The sharp uptick in takeaway capacity in 2019 marked the end of a persistent bottleneck that restricted flows out of West Texas. In 2018 and 2019, Permian production surpassed outbound pipeline capacity, leading to full pipelines and storage builds in West Texas.

In 2020, Permian producers curtailed output as the coronavirus pandemic led to lower crude prices. Lower supply, combined with the steep increase in takeaway capacity, led to underutilized pipelines.
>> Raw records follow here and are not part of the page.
PR #1717, opened 2018-06-11
ENYO-5338: Add repositionProps to trigger reposition

viodragon2:
If the wrapper node or the container node changes the position, `ContextualPopup` needs to update its position, if necessary. 

### Resolution
Suggest adding a config option of a list of props that will trigger reposition, as
1. repositioning of the container is one of the rare use cases which we don't need to validate for every prop update
2. exposing as a prop to the application will require for developers to know some knowledge of how the component works

### Additional Considerations
- Since reposition isn't triggered by existing props (in normal use cases), `repositionProps` are expected to be custom props, which means they need to be cleaned up and make sure it does not get passed down. So the usage would look something like:
```
const ContextualPopup = ContextualPopupDecorator({repositionProps: ['customProp']}, (props) => {
	const prop = Object.assign({}, props);
	delete prop.customProp;
	return <IconButton {...prop} />
});
```
which is quite verbose :(

### DIFF
--- a/packages/core/CHANGELOG.md
+++ b/packages/core/CHANGELOG.md
@@ -2,6 +2,12 @@
 
 The following is a curated list of changes in the Enact core module, newest changes on the top.
 
+## [unreleased]
+
+### Added
+
+- `core/util.didPropChange` to support prop change check
+
 ## [2.0.0-beta.6] - 2018-06-04
 
 No significant changes.
--- a/packages/core/util/util.js
+++ b/packages/core/util/util.js
@@ -177,6 +177,17 @@ const mergeClassNameMaps = (baseMap, additiveMap, allowedClassNames) => {
 };
 
 /**
+ * Checks whether any props has changed or not for a given list of properties
+ *
+ * @param {Array} propsList An array of props to check
+ * @param {Object} prev Previous props
+ * @param {Object} next Next props
+ * @returns {Boolean} `true` if any of the props changed
+ * @private
+ */
+const didPropChange = (propsList, prev, next) => Array.isArray(propsList) && propsList.some((prop) => prev[prop] !== next[prop]);
+
+/**
  * Creates a function that memoizes the result of `fn`. Note that this function is a naive
  * implementation and only checks the first argument for memoization.
  *
@@ -203,6 +214,7 @@ export {
 	cap,
 	coerceArray,
 	coerceFunction,
+	didPropChange,
 	extractAriaProps,
 	isRenderable,
 	Job,
--- a/packages/moonstone/CHANGELOG.md
+++ b/packages/moonstone/CHANGELOG.md
@@ -24,6 +24,10 @@ The following is a curated list of changes in the Enact moonstone module, newest
 - `moonstone/VideoPlayer.MediaControls` to handle left and right key to jump when `moonstone/VideoPlayer` is focused
 - `moonstone/Popup` to spot its content correctly when `open` by default
 
+### Added
+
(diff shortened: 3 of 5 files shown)


ryanjduffy:
This is a creative solution but I wonder if it is the simplest for the developer. Would an imperative API on `ContextualPopupDecorator` be any simpler? Is there a way we could position the contextual popup relative to the activator rather than in a global floating layer which would avoid developer intervention altogether?

viodragon2:
Exposing an imperative API could be easier, but I'd like to avoid implementing patterns we do not recommend.

Per your second question, the contextual popup does position itself relative to the activator (or the client node to be precise). This happens at mounting time. The only time we "reposition" is when `direction` property changes.

To recap the problem, we have two cases to account for repositioning:
1. activator/client node's dimension or position changes
2. contextual popup container's dimension changes

In either case, I'm not sure if there's a good signal for `ContextualPopupDecorator` to handle reposition itself. Both are states managed by the user. Other concern is that repositioning requires rerender. It should be prevented for developers to access such APIs IMO. Hence, added a config for prop list that app can pass.

We could remove `repositionProps` to handle unknown prop warning at component level to help developers not worry about it. But it can cause a problem if `repositionProps` contains non-custom props.

ryanjduffy:
> Exposing an imperative API could be easier, but I'd like to avoid implementing patterns we do not recommend when possible.

Agree that imperative APIs are not recommended but they are sometimes necessary when you start to stray from the typical use cases. In this case, I'm weighing it against the overhead of:
* Understanding how to use `repositionProps` and
* Wrapping the target component with an SFC to `delete` the repositioning props

While we don't recommend imperative APIs, I don't feel like we can recommend this prop gymnastics either.

> Per your second question, the contextual popup does position itself relative to the activator (or the client node to be precise). This happens at mounting time. The only time we "reposition" is when direction property changes.

That is the "global floating layer" part to which I was referring. If the contextual popup were positioned relative to the client node (= within the same DOM subtree and not in the global floating layer), it would automatically reposition. This approach seems like the best long term but it's a more significant undertaking, presuming it is even possible.

cc: @Djspaceg for ideas or known constraints

viodragon2:
My assumption was that this is not a normal use case, and wanted to make it harder for a developer to access because of the risks involved. But if you think that we have a further usage, I'm okay with exposing the API for now.

> This approach seems like the best long term but it's a more significant undertaking, presuming it is even possible.

Agreed. We do have a limitation with a current implementation where the container would not anchor to the activator if the activator's position changes by scrolling. I've been wanting to refactor both `ContextualPopupDecorator` and `TooltipDecorator` to use an abstract layer of HOC or functions to position the container in relation to an activator (something like how tether.js does), but didn't get a chance to do it. It involves tinkering with refs and observing the changes in DOM nodes which would be challenging, but maybe it's worth looking into now?

Djspaceg:
Personally, I don't feel that a props solution is the right approach to solving this problem. The way the popup is positioned onscreen should be refactored so its content and size can change and not interfere with the anchoring. A popup appearing to the left of the anchor should have its _right_ positioning value set, so as it grows or changes in width it extends to the left, leaving it anchored on the right side. A popup above should also be positioned only using the `bottom` prop, so the bottom remains fixed, and so forth.

Positioning _not_ using the floating layer does introduce other issues that will have to be up to the developer to decide (we'll need to offer both floating and non-floating options, like Enyo). For example, if a container is set to `overflow:hidden`, a contextualpopup or tooltip won't be visible if it draws off the edge.

I think we need further discussion about this.

viodragon2:
Closing in favor of #1756

PR #2267, opened 2019-05-09
PLAT-77740: Fix ViewManager children reconciliation

ryanjduffy:
### Checklist

Quickly changing a ViewManager with only two children could cause the last one to enter to be rendered out of view.

meridiem

### Resolution
I'm a bit fuzzy on the root cause but it appears there are a couple things off about the ViewManager implementation.

* In `TransitionGroup.componentDidUpdate` we were passing `prevState.children` and `this.state.activeChildren` to `reconcileChildren` which means we were comparing the previous- "previous children" (`prevState.children`) with the current children rather the previous-"active children" (`prevState.activeChildren`) with the current children. The side effect appears to be that because `this.state.activeChildren` was in `prevState.children` (since it left and re-entered quickly), that it was treated as "leaving" instead of "entering" causing the animation to be wrong.
* In `ViewManager`, we were attempting to track the previous index in state but the logic was wrong. By setting `prevIndex` in `getDerivedStateFromProps` to `props.index`, the value of `this.state.prevIndex` in `render` doesn't equal the previous index but the current index (since gDSFP is called before every render). This didn't seem to bother `Picker` but broke `BreadcrumbDecorator` with the `TransitionGroup` change. The resolution is to track the current index in `state.index` and when it doesn't match the `index` from props, move `state.index` to `prevIndex` and refresh `state.index` with the new value.

### Additional Considerations
There's a bit of refactoring included in `reconcileChildren` that isn't actually required but I had done in the course of attempting to resolve the bug. The first batch (in 9d44e1b) fixed the picker bug but helped surface the breadcrumb issue. As a result, I think they good changes to make since there was some wonkiness in there as well.


ryanjduffy:
@germboy Pushed a fix for the issue you found. I discovered that changing the duration of `ViewManager` for panels to a larger number (e.g. 1000ms) made it very easy to repro. I included some inline comments on the root cause but, to summarize, it was possible for views to be unmounted before they fired their callback causing the `currentlyTransitioningKeys` map to get out of sync effectively suppressing the `onTransition` event which Panels used to release spotlight pause.

Easy ... right? ... 😓

PR #2269, opened 2019-05-09
PLAT-74475: Restore animation in Scrollable family

viodragon2:
### Checklist

Restore animation in `Scrollable` family

### Resolution
Revert changes from #2015. This entails removing animate/noAnimation props from the components. If we want to leave this option, then the fix should only fix the defaultProp value.


ryanjduffy:
Should this target `feature/ui-update`?

PR #2271, opened 2019-05-09
PLAT-78459: Spotlight focus not applied to Slider knob after dragging

sugardave:
### Checklist

On touch platforms, dragging an element before a press applies focus will result in focus not being applied with the drag/touch ends.

### Resolution
Rather than have `Spotlight` blur an incorrectly focused element, make it always focus the element that ends the touch.

### Links
PLAT-78459


webOS101:
I suspect this will be very tricky to resolve, particularly with the code in scroller that blurs on `touchstart`.

sugardave:
From the conversation I had with @germboy, I was under the impression that we did not want to focus on touchstart and let the platform determine what to do.

PR #2278, opened 2019-05-13
PLAT-78617: Update default size to "small"

Djspaceg:
### Checklist

The latest design calls for all smaller components.

### Resolution
Default `size="small"` set for all components with a size prop.

### Additional Considerations
Several tests/samples needed updates to support properly detecting of default values.

### DIFF
--- a/packages/moonstone/ToggleButton/ToggleButton.js
+++ b/packages/moonstone/ToggleButton/ToggleButton.js
@@ -155,7 +155,6 @@ const ToggleButtonBase = kind({
 		disabled: false,
 		minWidth: true,
 		selected: false,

Utilization on our monitored pipelines out of West Texas averaged 58% in 2020 through mid-September, compared to 93% in 2019 and 95% in 2018.

This rapid switch from bottleneck to overbuild has far-reaching implications on future pipeline projects, storage inventories, export volumes and transportation economics.

To build or not to build

Multiple pipeline projects were planned to further expand takeaway capacity from West Texas in 2020 and beyond. But the need for additional capacity is now questionable, with plenty of available space on existing pipelines. This confronts companies with a decision: to cancel planned projects or forge ahead.

Enterprise canceled their planned 450,000 bpd Midland, TX, to ECHO 4 pipeline, according to a September 9 company release. Enterprise’s release stated, "[Enterprise] today announced that it and certain of its customers have amended agreements that provide Enterprise the ability to use the partnership’s existing pipelines to support its crude oil transportation agreements and to cancel [Midland-to-ECHO 4]. Generally, the amendments provide for the reduction of near-term volume commitments in exchange for extending the term of the agreements."

The announcement also came as Enterprise's 36-inch Midland to ECHO 3 pipeline prepared for line fill, according to our September 1 ground surveillance. Storage inventory changes may indicate line fill began in early-to-mid-September. The pipeline segment between Midland and Webster, TX, is expected to be fully operational by the end of November, according to sources familiar with the pipeline’s operations.